▸ **Provided records**:

PR #257, opened 2016-09-18
SINGA-247 Add windows support for singa

xiezl:
Add MSVC codes in cmake files.
Add DISABLE_WARNINGS into configure files.
Fix incompatible codes and add some definitions.


src/core/memory/memory.cc
```diff
@@ -15,13 +15,14 @@
  * See the License for the specific language governing permissions and
  * limitations under the License.
  */
+#ifndef DISABLE_WARNINGS
 
+#ifdef USE_CUDA
```
nudles: USE_CUDA is defined in the singa_config.h file, which is included in memory.h.
should put memory.h before the macro

src/io/jpg_decoder.cc
```diff
@@ -15,11 +15,10 @@
  * See the License for the specific language governing permissions and
  * limitations under the License.
  */
+#ifdef USE_OPENCV
```
nudles: the same as USE_CUDA. 
need to include "singa_config.h"

src/model/layer/pooling.cc
```diff
@@ -85,15 +85,15 @@ const Tensor Pooling::Forward(int flag, const Tensor& input) {
     Tensor mask;
     mask.ResetLike(output);
     float* maskptr = new float[mask.Size()];
-    ForwardMaxPooling(inptr, batchsize, channels_, height_, width_, kernel_h_,
-                      kernel_w_, pad_h_, pad_w_, stride_h_, stride_w_, outptr,
+    ForwardMaxPooling(inptr, (int)batchsize, (int)channels_, (int)height_, (int)width_, (int)kernel_h_,
```
nudles: it is not a good solution to do type cast in this way.
maybe we can add this in singa_config.h
```
#if wind32
typedef size_t unsigned int
#endif
```

src/utils/logging.cc
```diff
@@ -23,7 +23,11 @@
 
 #include <stdlib.h>
 #include <sys/types.h>
+#ifdef _MSC_VER
+#include <io.h>
```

▸ **Aim of the exercise**: Each line of the records above must be copied exactly.

▸ **Answer for this exercise**:
PR #257, opened 2016-09-18
SINGA-247 Add windows support for singa

xiezl:
Add MSVC codes in cmake files.
Add DISABLE_WARNINGS into configure files.
Fix incompatible codes and add some definitions.


src/core/memory/memory.cc
```diff
@@ -15,13 +15,14 @@
  * See the License for the specific language governing permissions and
  * limitations under the License.
  */
+#ifndef DISABLE_WARNINGS
 
+#ifdef USE_CUDA
```
nudles: USE_CUDA is defined in the singa_config.h file, which is included in memory.h.
should put memory.h before the macro

src/io/jpg_decoder.cc
```diff
@@ -15,11 +15,10 @@
  * See the License for the specific language governing permissions and
  * limitations under the License.
  */
+#ifdef USE_OPENCV
```
nudles: the same as USE_CUDA. 
need to include "singa_config.h"

src/model/layer/pooling.cc
```diff
@@ -85,15 +85,15 @@ const Tensor Pooling::Forward(int flag, const Tensor& input) {
     Tensor mask;
     mask.ResetLike(output);
     float* maskptr = new float[mask.Size()];
-    ForwardMaxPooling(inptr, batchsize, channels_, height_, width_, kernel_h_,
-                      kernel_w_, pad_h_, pad_w_, stride_h_, stride_w_, outptr,
+    ForwardMaxPooling(inptr, (int)batchsize, (int)channels_, (int)height_, (int)width_, (int)kernel_h_,
```
nudles: it is not a good solution to do type cast in this way.
maybe we can add this in singa_config.h
```
#if wind32
typedef size_t unsigned int
#endif
```

src/utils/logging.cc
```diff
@@ -23,7 +23,11 @@
 
 #include <stdlib.h>
 #include <sys/types.h>
+#ifdef _MSC_VER
+#include <io.h>
```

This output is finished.